---
name: media-generation
description: Generate images, videos, and audio using Google's Gemini APIs. Use for image generation/editing (Gemini 3 Pro Image), video generation (Veo 3), and speech (TBD). Trigger words - images: generate, create, draw, design, make, edit, modify image/picture. Video: generate video, create video, animate, make a video. Supports text-to-image, image-to-image editing, text-to-video, and image-to-video.
---

# Media Generation

## Image Generation

```bash
uv run ~/.claude/skills/media-generation/scripts/generate_image.py \
  --prompt "description or editing instructions" \
  --filename "output.png" \
  [--input-image "source.png"] \
  [--resolution 1K|2K|4K]
```

### Resolution
- `1K` (default) — also for: "low res", "1080p"
- `2K` — also for: "medium", "2048"
- `4K` — also for: "high res", "hi-res", "ultra"

## Video Generation

```bash
uv run ~/.claude/skills/media-generation/scripts/generate_video.py \
  --prompt "video description" \
  --filename "output.mp4" \
  [--model veo-3.0-generate-preview] \
  [--negative "things to avoid"] \
  [--input-image "first-frame.png"]
```

### Models
- `veo-3.0-generate-001` (default) — stable, video only
- `veo-3.0-fast-generate-001` — faster, lower cost
- `veo-3.1-generate-preview` — supports video extend, audio sync
- `veo-3.1-fast-generate-preview` — fast with extend support

### Prompting Tips
- Specify camera movements: `"slow zoom in", "pan left", "close-up"`
- Add `"no talking, no dialogue"` if character shouldn't speak
- Describe atmosphere: `"rain outside", "purple mystical energy"`

**Note:** Veo requires paid tier. ~$0.40/sec standard, ~$0.15/sec fast.

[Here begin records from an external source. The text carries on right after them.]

PR #1302, opened 2021-09-16
[master] SQL Struct with @Lob (BLOB, CLOB) used as stored procedure parameter type - fix

### LINKED ISSUE #1299: SQL Struct with @Lob (BLOB, CLOB) used as stored procedure parameter type
There is a bug if following SQL Object type
```
CREATE OR REPLACE TYPE FS_INNER_OBJ_BLOB as object
( AuthResult  VARCHAR2(20),
  errorDetails VARCHAR2(250),
  blobvariable BLOB);
```
is used as a parameter in PL/SQL stored procedure like
`CREATE OR REPLACE FUNCTION save_blob_in_struct(first IN VARCHAR2, inner_obj  IN FS_INNER_OBJ_BLOB) RETURN VARCHAR2...`
Generated anonymous PL/SQL code doesn't have `FS_INNER_OBJ_BLOB(null, null, null)` constructor and JDBC Blob is not created correctly.

rfelcman:
Fixes #1299
Bugfix and unit test.

[Oracle_Test_Results.zip](https://github.com/eclipse-ee4j/eclipselink/files/7175620/Oracle_Test_Results.zip)

### DIFF
--- a/foundation/org.eclipse.persistence.core/src/main/java/org/eclipse/persistence/mappings/structures/ObjectRelationalDataTypeDescriptor.java
+++ b/foundation/org.eclipse.persistence.core/src/main/java/org/eclipse/persistence/mappings/structures/ObjectRelationalDataTypeDescriptor.java
@@ -17,7 +17,6 @@
 package org.eclipse.persistence.mappings.structures;
 
 import java.sql.Array;
-import java.sql.Blob;
 import java.sql.Ref;
 import java.sql.Struct;
 import java.sql.Types;
@@ -337,16 +336,10 @@ public class ObjectRelationalDataTypeDescriptor extends RelationalDescriptor {
             Object[] fields = new Object[getOrderedFields().size()];
             for (int index = 0; index < getOrderedFields().size(); index++) {
                 DatabaseField field = (DatabaseField)getOrderedFields().elementAt(index);
-                if (row.getField(field) != null && "java.sql.Blob".equals(row.getField(field).getTypeName())) {
-                    Blob blob = connection.createBlob();
-                    blob.setBytes(1L, (byte[]) row.get(field));
-                    fields[index] = blob;
-                } else {
-                    fields[index] = row.get(field);
-                }
+                fields[index] = row.get(field);
             }
 
-            structure = session.getPlatform().createStruct(getStructureName(), fields, session, connection);
+            structure = session.getPlatform().createStruct(getStructureName(), fields, row, getOrderedFields(), session, connection);
         } catch (java.sql.SQLException exception) {
             throw DatabaseException.sqlException(exception, session, false);
         } finally {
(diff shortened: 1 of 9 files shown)


foundation/org.eclipse.persistence.core/src/main/java/org/eclipse/persistence/mappings/structures/ObjectRelationalDataTypeDescriptor.java
```diff
@@ -336,7 +337,13 @@ public Struct buildStructureFromRow(AbstractRecord row, AbstractSession session,
             Object[] fields = new Object[getOrderedFields().size()];
             for (int index = 0; index < getOrderedFields().size(); index++) {
                 DatabaseField field = (DatabaseField)getOrderedFields().elementAt(index);
-                fields[index] = row.get(field);
+                if (row.getField(field) != null && "java.sql.Blob".equals(row.getField(field).getTypeName())) {
```
lukasj, line 340: check either against `ClassConstants.BLOB`/`DBField.getType()` or  `JDBCType.BLOB`/`DBField.getSqlType` is better thing to do

rfelcman: I agree, but `field` properties behind `field/row.getField(field) .getType()` or `field/row.getField(field) .getSqlType()` are not available at this moment. Only `typeName` is there.

lukasj: Ok then. What about `Clob`? The title mentions it but I don't see it explicitly handled

rfelcman: I'm still not sure if conversion like this should be there. Maybe more correct way should be call something like
`fields[index] = session.getDatasourcePlatform().convertObject(row.get(field), java.sql.Blob.class)...` or something more generic
instead of 
`for (int index = 0; index < getOrderedFields().size(); index++) {....}`?

What I see little problematic in this way is that "live" instance of `java.sql.Connection` for `java.sql.B(C)lob` creation is needed. Is it correct or possible use `java.sql.Connection` in `org.eclipse.persistence.platform.database.*Platform` classes?
But I see `org.eclipse.persistence.platform.database.*Platform` classes (`org.eclipse.persistence.platform.database.oracle.Oracle12Platform` in this particular case) as a better location.

lukasj: there is a call to platform specific method already a line bellow the code you've added - can the logic be moved there, into the `session.getPlatform().createStruct(getStructureName(), fields, session, connection);` method? The _bad_ field is there in the `fields` variable..

lukasj (approved):
This looks way better! LGTM

PR #1313, opened 2021-09-18
#1312: Remove unversioned JPARS resources

### LINKED ISSUE #1312: Remove unversioned JPARS resources
JPARS resources can use no version, version `v1`, `v2` or `latest`. As of 4.0, 'unversioned' access should be dropped as it is available as `v1`

lukasj:
this
* removes unversioned rest endpoints
* makes v2.0 the default one
* makes previous version available only as v1.0

fixes #1312


rfelcman (approved):
LGTM

PR #1322, opened 2021-09-23
[2.6] SQL Struct with @Lob (BLOB, CLOB) used as stored procedure parameter type - backport

### LINKED ISSUE #1299: SQL Struct with @Lob (BLOB, CLOB) used as stored procedure parameter type

rfelcman:
Fixes #1299
Bugfix and unit test.

[test-results.tar.gz](https://github.com/eclipse-ee4j/eclipselink/files/7215822/test-results.tar.gz)


lukasj (approved):
LGTM

PR #1352, opened 2021-11-09
[2.6_WAS] Update to use Eclipselink ASM 9.2

jgrassel:
As per the title, update Eclipselink 2.6_WAS to use ASM 9.2


dazey3 (approved):
lgtm

PR #1477, opened 2022-04-08
[master] ASM separation

rfelcman:
Refactor EL to allow usage booth ASM implementations (standard provided by `org.ow2.asm` and internal `org.eclipse.persistence.asm`).

Main reason behind this enhancement is quickly adopt new Java version as Java release cycle is quicker now.
Usage of ASM implementation is controlled by new system property `eclipselink.asm.service` . There are following values possible
- eclipselink - use ASM implementation from  `org.eclipse.persistence.asm` project
-	ow2		  -	use ASM implementation from  `org.ow2.asm` project (DEFAULT)
Various EclipseLink tests should be executed with this system property e.g.
```
mvn verify -pl :org.eclipse.persistence.jpa.jse.test -P mysql -Declipselink.asm.service=ow2
mvn verify -pl :org.eclipse.persistence.jpa.jse.test -P mysql -Declipselink.asm.service=eclipselink

mvn test -pl :org.eclipse.persistence.moxy -P test-moxy-lrg -Declipselink.asm.service=ow2
mvn test -pl :org.eclipse.persistence.moxy -P test-moxy-lrg -Declipselink.asm.service=eclipselink

mvn clean verify -pl :org.eclipse.persistence.jpa.test -P test-jpa-lrg,mysql -Declipselink.asm.service=ow2
mvn clean verify -pl :org.eclipse.persistence.jpa.test -P test-jpa-lrg,mysql -Declipselink.asm.service=eclipselink

mvn verify -pl :org.eclipse.persistence.jpa.testapps -amd -P mysql -Declipselink.asm.service=ow2
mvn verify -pl :org.eclipse.persistence.jpa.testapps -amd -P mysql -Declipselink.asm.service=eclipselink
```
Code in this enhancement should be divided into following parts:
- Adapter/wrapper classes in `org.eclipse.persistence.core` module in `org.eclipse.persistence.asm` package. There are classes which translate calls from EclipseLink into ASM implementation.
Code where is ASM used is pointed to `org.eclipse.persistence.asm` Java package.
- Required code changes in the rest of EclipseLink code base to use adapter/wrapper classes from the previous point. Major part of these changes is 
`org.eclipse.persistence.internal.libraries.asm.Opcodes.ACC_PUBLIC` -> `org.eclipse.persistence.asm.Opcodes.valueInt("ACC_PUBLIC")`
or
[...]

PR #1820, opened 2023-03-01
Correct clobbered message from git rebase for (#1477)

jgrassel:
It looks like merging #1477 clobbered the message num 7357 (`"The \"[{0}]\" URL for \"[{1}]\" resource does not belong to a valid persistence root (as per Jakarta Persistence Specification)"`) in ValidationExceptionResource.java by mistake (there are two entries for the same message number).  Pushing a correction update.


rfelcman (approved):
LGTM

PR #1852, opened 2023-04-03
[3.0] SDO potential memory leak fix - backport from master

rfelcman:
This change solve potential memory leak if SDO component is used in JEE environment. There is refactor of `SDOHelperContext.helperContexts` map. Instead of current `ConcurrentHashMap` is `CacheIdentityMap` used which supports Least Recently Used (LRU) strategy. This one should be controlled by new SDO system property `eclipselink.sdo.helper.contexts.max.size`.

(cherry picked from commit 3271f25350dc500f52016954e60ccbe588fc0343)


lukasj (approved):
LGTM

PR #1853, opened 2023-04-03
[2.7] SDO potential memory leak fix - backport from master

rfelcman:
This change solve potential memory leak if SDO component is used in JEE environment. There is refactor of `SDOHelperContext.helperContexts` map. Instead of current `ConcurrentHashMap` is `CacheIdentityMap` used which supports Least Recently Used (LRU) strategy. This one should be controlled by new SDO system property `eclipselink.sdo.helper.contexts.max.size`.


sdo/eclipselink.sdo.test/src/org/eclipse/persistence/testing/sdo/helper/SDOHelperContextTest.java
```diff
@@ -17,6 +17,7 @@
 import commonj.sdo.helper.HelperContext;
 import junit.framework.TestCase;
 import org.eclipse.persistence.sdo.helper.SDOHelperContext;
+import static org.eclipse.persistence.sdo.SDOSystemProperties.SDO_STRICT_TYPE_CHECKING_PROPERTY_NAME;
```
lukasj, line 20: my preference is to avoid static imports (just sayin')

lukasj (approved):
LGTM

PR #1844, opened 2023-03-29
[master] SDO potential memory leak fix

rfelcman:
This change solve potential memory leak if SDO component used in JEE environment.
There is refactor of `SDOHelperContext.helperContexts` map. Instead of current `ConcurrentHashMap` is `CacheIdentityMap` used which supports Least Recently Used (LRU) strategy. This one should be controlled by new SDO system property `eclipselink.sdo.helper.contexts.max.size`.

PR #1855, opened 2023-04-04
[master] SDO potential memory leak fix 2.0

rfelcman:
This change solve potential memory leak if SDO component is used in JEE environment.
There is refactor of `SDOHelperContext.helperContexts` map content (nested map). Instead of current `ConcurrentHashMap` is `CacheIdentityMap` used which supports Least Recently Used (LRU) strategy. This one should be controlled by new SDO system property `eclipselink.sdo.helper.contexts.max.size`.

Previous change #1844 will be reverted by this.


lukasj (approved):
LGTM

PR #1880, opened 2023-05-17
[master] JDK 21 build and test support

rfelcman:
There are following changes due JDK21:

- @SuppressWarnings("this-escape") mainly in `jpa.jpql`, `dbws.builder.oracle.test` modules

- `<comp.xlint>-Xlint:all,-this-escape</comp.xlint>` in _pom.xml_ in `core.test.framework` as compiler hangs there without any additional message
- some package renaming in tests in `corba` module as JDK21 doesn't like same packages in different jars in classpath/doesn't find classes (testing jars are on the classpath not module path)
- `SecurityManager` tests are not called in JDK21
- GitHub Action JDK21-EA added


lukasj (approved):
LGTM

PR #1892, opened 2023-06-07
[4.0] Maven plugins and dependencies update

rfelcman:
It leads into two code/build changes:
- package refactoring to avoid naming collisions across modules
- jar-test-sources execution removal to avoid duplicity calls


lukasj (approved):
LGTM

PR #1896, opened 2023-06-12
[4.0] maven-surefire-report-plugin title settings change

rfelcman:
This change fixes different location (XPath) in test HTML reports as maven-surefire-report-plugin uses different site skin.


lukasj (approved):
LGTM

## Music Video from Image + Audio

### Overview
1. Start with character image + audio track (e.g., from Suno)
2. Transcribe audio to get timestamps
3. Generate clip 1 from image (veo-3.1)
4. Extend each subsequent clip from previous (maintains continuity)
5. Stitch clips + overlay audio with ffmpeg

### Step 1: Transcribe audio for timing
```bash
whisper-ctranslate2 "song.mp3" --model large-v3 --output_dir /tmp --output_format srt
```

### Step 2: Generate first clip from image
```python
# Use veo-3.1 (required for extend feature)
operation = client.models.generate_videos(
    model="veo-3.1-generate-preview",
    image=types.Image(image_bytes=img_data, mime_type="image/jpeg"),
    prompt="character description, scene action, no talking",
)
video1 = operation.result.generated_videos[0]
```

### Step 3: Extend from previous clip
```python
operation = client.models.generate_videos(
    model="veo-3.1-generate-preview",
    video=previous_video.video,  # Pass previous video object
    prompt="next scene description, continuous action, no talking",
)
```

### Step 4: Stitch clips + add audio
```bash
# Create concat list
printf "file 'clip_01.mp4'\nfile 'clip_02.mp4'\n..." > concat.txt

# Stitch video clips
ffmpeg -f concat -safe 0 -i concat.txt -c copy combined.mp4

# Add audio track
ffmpeg -i combined.mp4 -i song.mp3 -c:v copy -c:a aac -map 0:v -map 1:a final.mp4
```

### Cost estimate
- ~8 sec per clip × $0.40/sec = $3.20/clip
- 4-min song ≈ 30 clips ≈ $96

## Audio Generation

- **Music:** Use Suno (external service)
- **Speech:** Gemini 2.5 TTS (Flash or Pro) - TBD script

## API Key

Uses `GEMINI_API_KEY` env var, or pass `--api-key KEY`.